24 Separately, local authorities are required to set and report to Scottish Ministers on road traffic reduction targets under the Road Traffic Reduction Act 1997, and Scottish Ministers are required to report to the Scottish Parliament on a national target under the Road Traffic Reduction (National Target) Act 1998. If no targets are to be formally set by local authorities or the Scottish Ministers, a report on why this is the case is required. Scottish Ministers have not to date made such a report to the Parliament and it would be the intention to fulfil this requirement in due course once the future of the national target is clear.

Nature of target

25 Traffic stabilisation is a high level Executive aspiration and not a full-scale target (so we do not, for example, publish regular progress reports on it). However, we have heard from environmental organisations and others (including the Parliament's Local Government and Transport and Environment and Rural Development Committees) that significant importance is attached to it by them.
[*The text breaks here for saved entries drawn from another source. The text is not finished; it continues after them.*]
PR #1771, opened 2026-05-15
Housekeeping: extend `AGENTS.md`

leondz:
This PR updates AGENTS.md to:

- clarify how we expect tests to be structures
- explain how we deal with the repo and when to open (or not open) PRs

### DIFF
--- a/AGENTS.md
+++ b/AGENTS.md
@@ -1,13 +1,71 @@
-# garak - generative AI red-teaming and assessment toolkit
+# Agent instructions for garak - generative AI red-teaming and assessment toolkit
+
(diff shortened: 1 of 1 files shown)


patriciapampanelli:
I noticed a pattern in some repos where AGENTS.md is canonical and a tiny CLAUDE.md next to it just points at AGENTS.md. Would it make sense to do the same here?

jmartin-tech (approved):
All strong adds.

As to the `claude.md` question I would rather not set a precedent of attempting to cater to a specific tool just yet, though that may become a necessary burden that we might support via a `.claude/` directory and symlink or the like to avoid clutter in the top level of the repo.

patriciapampanelli:
Agreed

PR #1774, opened 2026-05-15
Add LLMTranslator for OpenAI-compatible translation

ABeltramo:
Adds `LLMTranslator`, a new `LangProvider` implementation that uses any OpenAI-compatible API endpoint to perform text translation. Supports parallel translation via a thread pool, configurable target language (ISO 639-1 codes), and includes a carefully crafted system prompt that prevents the model from following instructions embedded in the text being translated.


garak/langproviders/llm.py
```diff
@@ -0,0 +1,272 @@
...
+        3. OPENAI_API_KEY environment variable (fallback)
+    """
+
+    ENV_VAR = "LLM_TRANSLATOR_API_KEY"
+
+    DEFAULT_PARAMS = {
+        "api_key": None,
+        "uri": "http://localhost:11434/v1",
+        "model_name": "llama3",
+        "temperature": 0.1,
```
jmartin-tech: This can be more flexible by using the same pattern for generator configuration as is used in the probe and detectors.

``` suggestion
    "translation_model_type": "openai.OpenAICompatible"
    "translation_model_name": "llama3"
    "translation_model_config": { 
        "uri": "http://localhost:11434/v1",
        "max_tokens": 4096,
        "temperature": temperature,
        "top_p": 1.0,
        "suppressed_params": {"stop", "frequency_penalty", "presence_penalty", "max_tokens"},
    }
```

Using this pattern any `generator` could be specified by and ENV_VAR selection when diverging from the default generator environment variable becomes controllable [using the `key_env_var` pattern](https://github.com/NVIDIA/garak/pull/1680#issuecomment-4262928857) in the `translation_model_config` _dict_.

Notice that `max_tokens` likely needs to be set here as the default for generator is currently very low and not all generator types offer a `suppressed_params` option to omit the value from a _generate_ request.

garak/langproviders/llm.py
```diff
@@ -0,0 +1,272 @@
...
+            "openai": {
+                "api_key": api_key,
+                "uri": uri,
+                "temperature": temperature,
+                "top_p": 1.0,
+                "suppressed_params": {"stop", "frequency_penalty", "presence_penalty", "max_tokens"},
+            }
+        }
+    }
+    return OpenAICompatible(name=name, config_root=config_root)
```
jmartin-tech: Per other comments this should be refactored to enable a generic `generator` usage similar to `red_team_*` and `detector_model_*` configuration in probes and detectors.

garak/langproviders/llm.py
```diff
@@ -0,0 +1,272 @@
...
+            system.parallel_attempts if set, otherwise 10)
+        system_prompt: Custom system prompt (default: built-in translation prompt)
+
+    Key resolution order:
+        1. Config field 'api_key'
+        2. LLM_TRANSLATOR_API_KEY environment variable
+        3. OPENAI_API_KEY environment variable (fallback)
+    """
+
+    ENV_VAR = "LLM_TRANSLATOR_API_KEY"
```
jmartin-tech: Not needed based on other refactoring asks.
```suggestion
```

garak/langproviders/llm.py
```diff
@@ -0,0 +1,272 @@
...
+        if self.api_key is not None:
+            logging.debug(f"{self.ENV_VAR} not set, using OPENAI_API_KEY as fallback")
+            return
+
+        # For local endpoints like Ollama, API key may not be required
+        self.api_key = "not-required"
+        logging.debug(
+            f"No API key found in {self.ENV_VAR} or OPENAI_API_KEY. "
+            f"Using placeholder for local endpoints."
+        )
```
jmartin-tech: Not needed, this is supported via the `Configurable` class that `LangProvider` extends and is further made redundant by the request to adjust the configuration pattern to match `red_team_*` and `detector_model_*` configuration.

```suggestion
```

The revised suggestion _should_ remove the need for custom handing here.

garak/langproviders/llm.py
```diff
@@ -0,0 +1,272 @@
...
+
+        # Initialize NLTK words corpus before threading to avoid race conditions
+        _initialize_words()
+        from nltk.corpus import words
+
+        _ = words.words()  # Force full corpus load
+
+        results = [None] * len(prompts)
+
+        with ThreadPoolExecutor(max_workers=self.max_concurrent_requests) as executor:
```
jmartin-tech, line 226: Threading here could be problematic, while I understand the possible wall clock savings I am apprehensive of adding concurrency complexity here.

tests/langservice/test_llm.py
jmartin-tech, line 1: Existing `langprovider` class tests are in `tests/langservice/`, it would add consistency to reorganize all tests to align better with the source structure, however rather than increase the scope of this PR for that can we move these test into that path for now?

jmartin-tech (changes requested):
This looks like a helpful addition, the team has an open question about the quality of results from using general multilingual models in this way, that will need some practical testing to determine efficacy of this approach.

Any stats or evidence to back how well this overall pattern works would be a appreciated.

Some initial feedback from a static review.

Note all suggestions are untested.

garak/langproviders/llm.py
ABeltramo: Why would that be problematic? It's a well-contained option that it's also configurable. The wall clock savings aren't negligible, sending parallel requests with a well configured LLM turned a run that was taking hours to just minutes.

ABeltramo:
> This looks like a helpful addition, the team has an open question about the quality of results from using general multilingual models in this way, that will need some practical testing to determine efficacy of this approach.

I don't have a rigorous benchmark (I'd be happy to provide results if you have something in mind) but we had great results from using this even with small-ish LLMs. I'm currently using a self-hosted Gemma4 26B model and cross-checking the output with Google Translate seems to be producing the correct output.  

It also helps that the Garak implementation splits the sentences in smaller chunks so that harmful prompts and jailbreaks don't get interpreted by the LLM, but instead it's just providing a translation.

garak/langproviders/llm.py
jmartin-tech: There is currently an open PR to add caching to the translation layer, I am concerned about interaction with that via threading here. I do agree there is value here and further testing will be needed to ensure we are not introducing an issue here.

I am also concerned about mixing threading and multiprocessing in the project. Having both in place without central management as a core function will create scenarios that become very hard to reproduce and debug.

ABeltramo: A completely different approach (that we've used successfully in the past at Chatterbox for a similar problem albeit in Clojure) would be to basically make the generator `async` so that on the caller side you just queue all the requests that will need to be sent and then internally the generator would deal with batching and parallelization. I know this is kind of big jump and might not be feasible for all generators, but it would be a clean way to deal with this IMHO.  

Anyway, for the purpose of this PR, I'd be happy to collaborate with the caching work so that the two will work together. I simply can't discard the massive difference in time to completion with a sequential implementation.

jmartin-tech:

26 Striving to stabilise road traffic is an indirect way of making progress towards two underlying objectives: first, to control the environmental damage done by road traffic, particularly in terms of CO 2 emissions, and second, to maximise our economic potential by managing congestion on our roads.

Issues with the target

27 We face significant challenges in striving towards traffic stabilisation. As set out in Chapter 1, the trend is for substantial year-on-year increases, rather than stabilisation, in car use across the country, and this is projected to continue.

28 We commissioned research which, amongst other things, looked at the deliverability of this target 32. The research has identified that there are a range of specific problems attached to this target. We lack devolved powers over the financial measures - vehicle taxation, fuel tax - which would be most likely to suppress traffic growth. Even if these powers were devolved, though, we would have to think very carefully about the economic impact before making it sufficiently expensive to travel by car that traffic levels started to reduce.

29 Those measures which are devolved - promotion of and investment in public transport; control over the size and nature of the road and rail network - are significant, but without fiscal measures do not in themselves appear to be enough to stabilise road traffic volumes.

30 Significantly, the research also found that the traffic stabilisation target was an indirect and not very effective way of measuring progress towards either of our two underpinning goals of controlling CO 2 emissions and controlling congestion. Traffic levels could go up but advances in technology or changes in the mix of vehicles on the road could potentially mean that CO 2 emissions could go down. Similarly, traffic levels could go up overall, but congestion go down, if road space were managed more effectively.

31 This analysis does not detract from our general aims of tackling the environmental and congestion consequences of unchecked traffic growth and we will continue to implement measures towards these aims. However, it has been suggested by the research that has been done for us that it would be better to measure emissions and/or congestion directly, rather than through this indirect measure.

Next steps

32 Overall, the evidence from our projections is that this target is not going to be achieved, and indeed will be missed by a very significant margin; and that the Scottish Executive does not have the devolved power to achieve it, although investment in modal shift and cleaner fuels are areas where we will continue to develop our policies.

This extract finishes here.